Prof M Nchabeleng: Site principal investigator
Maphoshane is a Microbiologist by training and has headed the department of Microbiology for the past 7 years. She has a keen interest in infection control and clinical trials. Her understanding of laboratory work and the intricacies of the science of healthcare positions the Unit in a place of advantage in the implementation and monitoring of clinical trials. She has over ten years of experience in conducting clinical trials.
Dr MP Mathebula: Site sub-investigator
Matsontso contributes many years of experience in public health and community engagement. He has worked in rural settings in community facilitation and development. His understanding of participant access and retention positions MeCRU in a comfortable place to conduct large studies. As a clinician himself he is able to be hands on in the conduct of clinical trials.

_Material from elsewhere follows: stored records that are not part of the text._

Issue #422, opened 2021-03-03
DataStore query fail on iOS


hyobbb:
**Describe the bug**
`Query failed: DataStoreException(message: The operation couldn’t be completed. (SQLite.Result error 0.), recoverySuggestion: The operation couldn’t be completed. (SQLite.Result error 0.), underlyingException: The operation couldn’t be completed. (SQLite.Result error 0.))`

query relational model causes error (query comments by postId for example)
on Android it doesn't throw error.

Also, HotRestart on iOS crash app because of AmplifyAlreadyConfiguredException although it should be caught by try&catch.

```
[VERBOSE-2:ui_dart_state.cc(186)] Unhandled Exception: AmplifyException(message: An unknown exception has happened.           Please take a look at 
        https://github.com/aws-amplify/amplify-flutter/issues to see if there are any existing issues that 
        match your scenario, and file an issue with the details of the bug if there isn't.
  , recoverySuggestion: We currently don't have a recovery suggestion for this exception., underlyingException: PlatformException(AmplifyAlreadyConfigured, Translating platform exception failed. Please take a look at https://github.com/aws-amplify/amplify-flutter/issues to see if there are any existing issues that match your scenario, and file an issue with the details of the bug if there isn't., {recoverySuggestion: Remove the duplicate call to `Amplify.configure()`, underlyingException: nil, message: Amplify has already been configured.}, null))
#0      AmplifyClass.configure (package:amplify_flutter/amplify.dart:187:9)
<asynchronous suspension>
#1      M<…>
```

fjnoyp:
Hi @hyobbb your issue sounds similar to #415 

Have you changed or modified your schema at all?

hyobbb:
@fjnoyp Hi. Yes I did change schema like below

```
enum TagStatus {
  ACTIVE
  INACTIVE
}

type Tag @model {
  id: ID!
  text: String!
  rating: Int!
  status: TagStatus!
  # New field with @connection
  videos: [Video] @connection(keyName: "byTag", fields: ["id"])
}

# New model
type Video @model
@key(name: "byTag", fields: ["tagID", "contentUrl"]) {
  id: ID!
  tagID: ID!
  tag: Tag! @connection(fields: ["tagID"])
  contentUrl: String!
  thumbUrl : String!
}
```

Also, will it support new null safety feature of flutter 2.0 soon?

fjnoyp:
[...]

Issue #415, opened 2021-03-01
After changing the schema, deserializeException occurs in iOS.


Arosf:
**Describe the bug**
I added a name to User as follows, generated code, did an amplify push, and built the iOS app, but an exception occurred. 
The android app did not throw any exceptions. 

```graphql
type User @model {
  id: ID!
  name: String <-- new
}
```

An exception was thrown when the following code was executed. 

```dart
final user = await datastore.query(
  Amp.User.classType,
  where: Amp.User.ID.eq(userId),
);
```

The error message displayed is as follows. 

```
DataStoreException (DataStoreException(message: The operation couldn’t be completed. (SQLite.Result error 0.), recoverySuggestion: The operation couldn’t be completed. (SQLite.Result error 0.), underlyingException: The operation couldn’t be completed. (SQLite.Result error 0.)))
```

Stack trace when an exception is thrown.

```
#0      AmplifyDataStoreMethodChannel.query
package:amplify_datastore/method_channel_datastore.dart:73
<asynchronous suspension>
#1      AmplifyDataStore.query
package:amplify_datastore/amplify_datastore.dart:71
#2      DataStoreCategory.query
package:amplify_flutter/categories/amplify_datastore_category.dart:52
#3      UserRepository.fetch
package:flutter_template/…/user/user_repository.dart:14
<asynchronous suspension>
#4      _UserPageState._checkAndRegistUser
package:flutter_template/main.dart:262
#5      _UserPageState.initState

```

**Platform**
Amplify Flutter current supports iOS and Android.  This issue is reproducible in (check all that apply):
[] Android
[x] iOS

**Smartphone (please complete the following information):**
 - Device: [e.g. iPhone12 Pro Max (ios simulator)]
 - OS: [e.g. iOS14.4]
 - Version [flutter 1.22.6]

haverchuck:
@Arosf Which version of amplify_datastore are you using?

fjnoyp:
Thanks @Arosf we are able to reproduce this issue on our side and are looking into it.

Arosf:
@haverchuck amplify_datastore version is 0.1.0

fjnoyp:
Hi @Arosf the issue you encountered comes from the underlying Amplify iOS Library behavior.  I have been in communication with their devs and created an issue on their Amplify iOS repo linked here: https://github.com/aws-amplify/amplify-ios/issues/1083.  

[...]

PR #439, opened 2021-03-11
fix(amplify_datastore): fix ios schema change bug

fjnoyp:
Send ModelProvider version to Datastore iOS plugin to fix bug where changing a schema causes ios to crash afterwards.

https://github.com/aws-amplify/amplify-flutter/issues/415
https://github.com/aws-amplify/amplify-flutter/issues/422

*Issue #, if available:*

*Description of changes:*


Amplifiyer:
This is great! Would love to see iOS unit tests for this.

HuiSF:
Hi @fjnoyp it looks like we would need to merge the PR to fix the root cause. Could you please update the PR and we will review to merge. Thanks!

HuiSF (approved):
Thanks for the fix.

fjnoyp:
Hey @HuiSF thanks for bringing this PR back to the front.  I'm testing it again now.  Encountered a weird issue where changing the model schema would clear the models.  I'm looking into that now before pushing this PR forward.

HuiSF:
Thanks for the heads up @fjnoyp .
Clearing models? Do you mean it clears the local DB? (This is expected behavior when model provider version changes)

fjnoyp:
Thanks for the quick response.  Yes, okay that's good to know then.  Should be good to go then. @HuiSF

fjnoyp:
I'll get another approval so we can move forward here.

packages/amplify_datastore/ios/Classes/SwiftAmplifyDataStorePlugin.swift
```diff
@@ -81,10 +81,19 @@ public class SwiftAmplifyDataStorePlugin: NSObject, FlutterPlugin {
...
-            return //TODO
+
+        guard let modelSchemaList = args["modelSchemas"] as? [[String: Any]],
+              let modelProviderVersion = args["modelProviderVersion"] as? String else {
+
+            FlutterDataStoreErrorHandler.handleDataStoreError(
+                error:
+                    DataStoreError.decodingError(
+                        "Received invalid request from Dart, modelSchemas and/or modelProviderVersion are not available. Request: " + args.description,
+                        "Check the values that are being passed from Dart."
```
cshfang, line 92: Nit: Since this is a Flutter handler I wonder if we should just reference Flutter directly rather than Dart

cshfang (approved):
Just a nit comment but lgtm otherwise

Issue #434, opened 2021-03-08
Firebase-Amplify dependency conflicts


exampaqs:
And because exampaqs depends on amplify_storage_s3 ^0.1.0 which depends on plugin_platform_interface ^1.0.1, firebase_auth
  ^1.0.0-1.0.nullsafety.0 requires firebase_core >=0.8.0-1.0.nullsafety.2 <0.8.0-2.0.nullsafety.0.
So, because exampaqs depends on both firebase_auth ^1.0.0-1.0.nullsafety.0 and firebase_core ^1.0.0-1.0.nullsafety.0, version solving
  failed.

because i upgraded firebase version and other dependencies in my pubspec.yaml file, i get the error above in my console because my project also s3 bucket and cognito-auth heavily. And when i comment out all amplify packages, the code works, so I feel there is a need for amplify upgrade asap.

Firebase depends on firebase_core_platform_interface 4.0.0 while amplify depends on  plugin_platform_interface ^1.0.1

fjnoyp:
Hi @exampaqs thanks for sharing your issue here. 

Could you provide your full pubspec.yaml so we can investigate all your dependencies?

exampaqs:
> Hi @exampaqs thanks for sharing your issue here.
> 
> Could you provide your full pubspec.yaml so we can investigate all your dependencies?


---------------------------------------.yaml file---------------------------------------------------
version: 1.0.0+1

environment:
  sdk: ">=2.10.0 <3.0.0"

dependencies:
  flutter:
    sdk: flutter
  # amplify_analytics_pinpoint: ^0.1.0
  # amplify_auth_cognito: ^0.1.0
  # amplify_flutter: ^0.1.0
  amplify_storage_s3: ^0.1.0
  # cached_network_image: ^2.5.0
  cloud_firestore: ^1.0.0-1.0.nullsafety.0
  connectivity: ^3.0.2
  countdown: ^0.1.0
  expandable: ^4.1.4
  firebase_auth: ^1.0.0-1.0.nullsafety.0
  firebase_core: ^1.0.0-1.0.nullsafety.0
  flutter_bloc: ^7.0.0-nullsafety.0
  flutter_countdown_timer: ^4.0.0
  flutter_html: ^2.0.0-nullsafety.0
  flutter_launcher_icons: ^0.9.0
  flutter_svg: ^0.21.0-nullsafety.0
  hexcolor: ^2.0.0
  http: ^0.13.0-nullsafety.0
[...]

PR #448, opened 2021-03-16
fix(amplify): upgrade uuid

fjnoyp:
*Issue #, if available:* #434

*Description of changes:*

Upgrade UUID dependency and remove conflicting flutter driver code 


packages/amplify_auth_cognito/example/test_driver/app.dart
```diff
@@ -9,3 +10,4 @@ void main() {
   // any widget you are interested in testing.
   app.main();
 }
+ */
```
Amplifiyer, line 13: Do we need this file at all?

fjnoyp: @haverchuck what are your thoughts - can I delete these?

fjnoyp: Confirmed with Dustin that we can delete these.

haverchuck (approved):

packages/amplify_datastore/pubspec.yaml
```diff
@@ -14,7 +14,7 @@ dependencies:
   amplify_core: 0.1.0
   plugin_platform_interface: ^1.0.1
   date_time_format: ^1.1.0
-  uuid: ^2.2.2
```
Ashish-Nanda, line 17: Is the `uuid` dependency needed in the `amplify_datastore` package when its already a dependency in the `amplify_datastore_plugin_interface` package?

fjnoyp: Thanks for the comment.  It’s a good point, the datastore package doesn’t need uuid.  I just tested and validated removing it won’t cause any problems.  I’ll remove the package.

Ashish-Nanda (approved):
Looks good 🚀

Issue #140, opened 2020-10-08
S3 download failure crashes app


JamesMcIntosh:
**Describe the bug**
When a download operation is failing the App is crashing because the a message reply has already been sent.

**To Reproduce**

```
final String path = Directory.systemTemp.createTempSync().path + "/tmpfile";
final DownloadFileOptions options = S3DownloadFileOptions(accessLevel: StorageAccessLevel.protected, targetIdentityId: "ABC123");
    final DownloadFileResult result = await Amplify.Storage.downloadFile(key: "cannot_access.key", local: File(path), options: options);
```

```
Shutting down VM
FATAL EXCEPTION: main
Process: com.myovolt.myovolt, PID: 22828
java.lang.IllegalStateException: Reply already submitted
	at io.flutter.embedding.engine.dart.DartMessenger$Reply.reply(DartMessenger.java:139)
	at io.flutter.plugin.common.MethodChannel$IncomingMethodCallHandler$1.error(MethodChannel.java:240)
	at com.amazonaws.amplify.amplify_storage_s3.AmplifyStorageOperations$StorageOperations$prepareError$1.run(AmplifyStorageOperations.kt:208)
	at android.os.Handler.handleCallback(Handler.java:914)
	...
```

To see this in action put attach the Android debugger with a breakpoint in error closure for
[downloadFile()](https://github.com/aws-amplify/amplify-flutter/blob/5a5cef48784884c6fc57d48675af69c0566e9cab/packages/amplify_storage_s3/android/src/main/kotlin/com/amazonaws/amplify/amplify_storage_s3/AmplifyStorageOperations.kt#L136) in `AmplifyStorageOperations.kt`

The first time prepareError is called it is with the S3 not found exception.
```
accept:136, AmplifyStorageOperations$StorageOperations$downloadFile$2 (com.amazonaws.amplify.amplify_storage_s3)
accept:30, AmplifyStorageOperations$StorageOperations$downloadFile$2 (com.amazonaws.amplify.amplify_storage_s3)
onError:195, AWSS3StorageDownloadFileOperation$DownloadTransferListener (com.amplifyframework.storage.s3.operation)
run:288, TransferStatusUpdater$4 (com.amazonaws.mobileconnectors.s3.transferutility)
handleCallback:914, Handler (android.os)
```

Second time it is called because of the "Failed" state change listened to by the 
[...]

PR #456, opened 2021-03-19
Send only one error response when S3 download fails

JamesMcIntosh:
*Issue #140

*Description of changes:*

Add check for double submission of error into event channel.


Ashish-Nanda (approved):
Approved!
Thanks for your contribution @JamesMcIntosh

MS Nontando Moeketsi: Site Project coordinator
A manager with extensive laboratory experience and finance training. She has grown in the environment of clinical trials administration and management. Her ability to run a number of functions in a site the size of MeCRU has enabled the Unit to remain accountable to sponsors and staff. Nontando is able to inspire and lead teams to achieve against odds.
MeCRU employs qualified personnel based on the project requirement to make sure that the project is a success. In the course of project implementation various types of support staff are employed in a project specific position to enable the Unit to complete the project
Principal Investigator (PI)
This is the person with whom the final responsibility for the Unit lies. All studies are managed by delegated PIs under the covering of the site PI.
The Unit provides managerial support to PIs who are responsible for studies. Being in a tertiary institution with various specialists who have a clinical and teaching burden, running studies requires effective managerial support in order to be able to deliver on the studies. This service the unit provides for the benefit of the sponsors, participants and the PIs.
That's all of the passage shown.